[Dataset entries]
PR #1761, opened 2021-03-10
Add webhooks to application templates 

krasish:
**Description**

- Extend GraphQL API for Application Templates to be able to receive webhooks on top-level
- Add app_template_id FK to  application table & webhook table
- addWebhook to take applicationTemplateId. Check that only one is provided (applicationId or applicationTemplateId).
- Limit the webhooks of the same type on the resource to 1 - SQL CONSTRAINTS
- Fetching an application with webhooks should return the webhooks calculated by priority and united with the ones for its template (QUERY)
- Implement webhook priority where the same webhook type on application is with high priority than the same webhook on application template (DIRECTIVE)
- SQL to populate `app_template_id` in the applications table
- E2E tests

**Pull Request status**

- [x] Implementation
- [x] Unit tests
- [x] Integration tests


components/director/internal/domain/apptemplate/converter.go
```diff
@@ -214,3 +227,19 @@ func (c *converter) placeholdersToGraphql(in []model.ApplicationTemplatePlacehol
...
 }
+
+func (c *converter) webhooksToGraphql(in []model.Webhook) ([]graphql.Webhook, error) {
+	webhookPtrs := make([]*model.Webhook, len(in))
+	for i := 0; i < len(in); i++ {
+		webhookPtrs[i] = &in[i]
+	}
+	gqlWebhookPtrs, err := c.webhookConverter.MultipleToGraphQL(webhookPtrs)
+	if err != nil {
+		return nil, fmt.Errorf("while converting webhooks to graphql: %w", err)
```
dzahariev, line 238: Why do not use errors.Wrapf here too?

components/director/internal/domain/apptemplate/repository_test.go
```diff
@@ -20,7 +20,8 @@ import (
 func TestRepository_Create(t *testing.T) {
 	t.Run("Success", func(t *testing.T) {
 		// GIVEN
-		appTemplateModel := fixModelAppTemplate(testID, testName)
+		webhooksModel := fixModelApplicationWebhooks(testWebhookID, testID)
```
dzahariev, line 23: We should come with a convention "App" or "Application" in fixture function names.
The difference I have in mind is "fixModelAppTemplate" and "fixModelApplicationWebhooks".

dzahariev (changes requested):

components/director/internal/domain/application/service.go
```diff
@@ -450,6 +402,82 @@ func (s *service) createRelatedResources(ctx context.Context, in model.Applicati
...
 }
+
+func (s *service) genericCreate(ctx context.Context, in model.ApplicationRegisterInput, repoCreatorFunc repoCreatorFunc) (string, error) {
+	appTenant, err := tenant.LoadFromContext(ctx)
+	if err != nil {
+		return "", err
+	}
+	log.C(ctx).Debugf("Loaded Application Tenant %s from context", appTenant)
+
+	applications, err := s.appRepo.ListAll(ctx, appTenant)
```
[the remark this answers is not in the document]
NickyMateev: The normalization logic used to compare the new name with any existing that follows is not trivial to be moved to an sql-style solution. Also this logic will be here only for a few more sprints as the Kyma colleagues will start taking care of normalization and then we won't need to have this here.

components/schema-migrator/migrations/director/20210302174853_add_app_template_to_webhooks.down.sql
```diff
@@ -0,0 +1,21 @@
...
+    ALTER COLUMN tenant_id SET NOT NULL,
+    DROP CONSTRAINT IF EXISTS webhooks_app_template_id_fkey,
+    DROP COLUMN IF EXISTS app_template_id;
+
+UPDATE applications
+SET app_template_id = NULL
+WHERE id = id;
+
+ALTER TABLE applications
+    DROP CONSTRAINT IF EXISTS applications_app_template_id_fkey,
```
dzahariev, line 18: `applications_app_template_id_fkey` is not defined at UP script, and I cannot find it in other SQLs too. Can you please check this.
Probably you should name the constraint in UP script:
```
ADD CONSTRAINT applications_app_template_id_fkey 
   FOREIGN KEY (app_template_id) 
   REFERENCES app_templates(id) 
   ON DELETE SET NULL;
```

components/director/internal/domain/apptemplate/converter.go
```diff
@@ -3,6 +3,7 @@ package apptemplate
 import (
 	"database/sql"
 	"encoding/json"
+	"fmt"
```
dzahariev, line 6: Not used import - please remove.

components/schema-migrator/migrations/director/20210302174853_add_app_template_to_webhooks.down.sql
NickyMateev: Good catch - `applications_app_template_id_fkey` was the default name generated for the FK which is added in the UP migration. But it will be more correct to add the name explicitly like you proposed so that we can be sure that the constraint will be named this way rather than expect Postgres to always name it like that.

dzahariev (approved):

PR #1762, opened 2021-03-10
Address operation controller review feedback

PetarTodorovv:
**Description**

- The _**ready**_ field is no longer return in the GraphQL requests
- Rename the operation API and use path params instead of query params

__Your assignment__
Every entry above needs to be written out again exactly.

__Answer box__
PR #1761, opened 2021-03-10
Add webhooks to application templates 

krasish:
**Description**

- Extend GraphQL API for Application Templates to be able to receive webhooks on top-level
- Add app_template_id FK to  application table & webhook table
- addWebhook to take applicationTemplateId. Check that only one is provided (applicationId or applicationTemplateId).
- Limit the webhooks of the same type on the resource to 1 - SQL CONSTRAINTS
- Fetching an application with webhooks should return the webhooks calculated by priority and united with the ones for its template (QUERY)
- Implement webhook priority where the same webhook type on application is with high priority than the same webhook on application template (DIRECTIVE)
- SQL to populate `app_template_id` in the applications table
- E2E tests

**Pull Request status**

- [x] Implementation
- [x] Unit tests
- [x] Integration tests


components/director/internal/domain/apptemplate/converter.go
```diff
@@ -214,3 +227,19 @@ func (c *converter) placeholdersToGraphql(in []model.ApplicationTemplatePlacehol
...
 }
+
+func (c *converter) webhooksToGraphql(in []model.Webhook) ([]graphql.Webhook, error) {
+	webhookPtrs := make([]*model.Webhook, len(in))
+	for i := 0; i < len(in); i++ {
+		webhookPtrs[i] = &in[i]
+	}
+	gqlWebhookPtrs, err := c.webhookConverter.MultipleToGraphQL(webhookPtrs)
+	if err != nil {
+		return nil, fmt.Errorf("while converting webhooks to graphql: %w", err)
```
dzahariev, line 238: Why do not use errors.Wrapf here too?

components/director/internal/domain/apptemplate/repository_test.go
```diff
@@ -20,7 +20,8 @@ import (
 func TestRepository_Create(t *testing.T) {
 	t.Run("Success", func(t *testing.T) {
 		// GIVEN
-		appTemplateModel := fixModelAppTemplate(testID, testName)
+		webhooksModel := fixModelApplicationWebhooks(testWebhookID, testID)
```
dzahariev, line 23: We should come with a convention "App" or "Application" in fixture function names.
The difference I have in mind is "fixModelAppTemplate" and "fixModelApplicationWebhooks".

dzahariev (changes requested):

components/director/internal/domain/application/service.go
```diff
@@ -450,6 +402,82 @@ func (s *service) createRelatedResources(ctx context.Context, in model.Applicati
...
 }
+
+func (s *service) genericCreate(ctx context.Context, in model.ApplicationRegisterInput, repoCreatorFunc repoCreatorFunc) (string, error) {
+	appTenant, err := tenant.LoadFromContext(ctx)
+	if err != nil {
+		return "", err
+	}
+	log.C(ctx).Debugf("Loaded Application Tenant %s from context", appTenant)
+
+	applications, err := s.appRepo.ListAll(ctx, appTenant)
```
[the remark this answers is not in the document]
NickyMateev: The normalization logic used to compare the new name with any existing that follows is not trivial to be moved to an sql-style solution. Also this logic will be here only for a few more sprints as the Kyma colleagues will start taking care of normalization and then we won't need to have this here.

components/schema-migrator/migrations/director/20210302174853_add_app_template_to_webhooks.down.sql
```diff
@@ -0,0 +1,21 @@
...
+    ALTER COLUMN tenant_id SET NOT NULL,
+    DROP CONSTRAINT IF EXISTS webhooks_app_template_id_fkey,
+    DROP COLUMN IF EXISTS app_template_id;
+
+UPDATE applications
+SET app_template_id = NULL
+WHERE id = id;
+
+ALTER TABLE applications
+    DROP CONSTRAINT IF EXISTS applications_app_template_id_fkey,
```
dzahariev, line 18: `applications_app_template_id_fkey` is not defined at UP script, and I cannot find it in other SQLs too. Can you please check this.
Probably you should name the constraint in UP script:
```
ADD CONSTRAINT applications_app_template_id_fkey 
   FOREIGN KEY (app_template_id) 
   REFERENCES app_templates(id) 
   ON DELETE SET NULL;
```

components/director/internal/domain/apptemplate/converter.go
```diff
@@ -3,6 +3,7 @@ package apptemplate
 import (
 	"database/sql"
 	"encoding/json"
+	"fmt"
```
dzahariev, line 6: Not used import - please remove.

components/schema-migrator/migrations/director/20210302174853_add_app_template_to_webhooks.down.sql
NickyMateev: Good catch - `applications_app_template_id_fkey` was the default name generated for the FK which is added in the UP migration. But it will be more correct to add the name explicitly like you proposed so that we can be sure that the constraint will be named this way rather than expect Postgres to always name it like that.

dzahariev (approved):

PR #1762, opened 2021-03-10
Address operation controller review feedback

PetarTodorovv:
**Description**

- The _**ready**_ field is no longer return in the GraphQL requests
- Rename the operation API and use path params instead of query params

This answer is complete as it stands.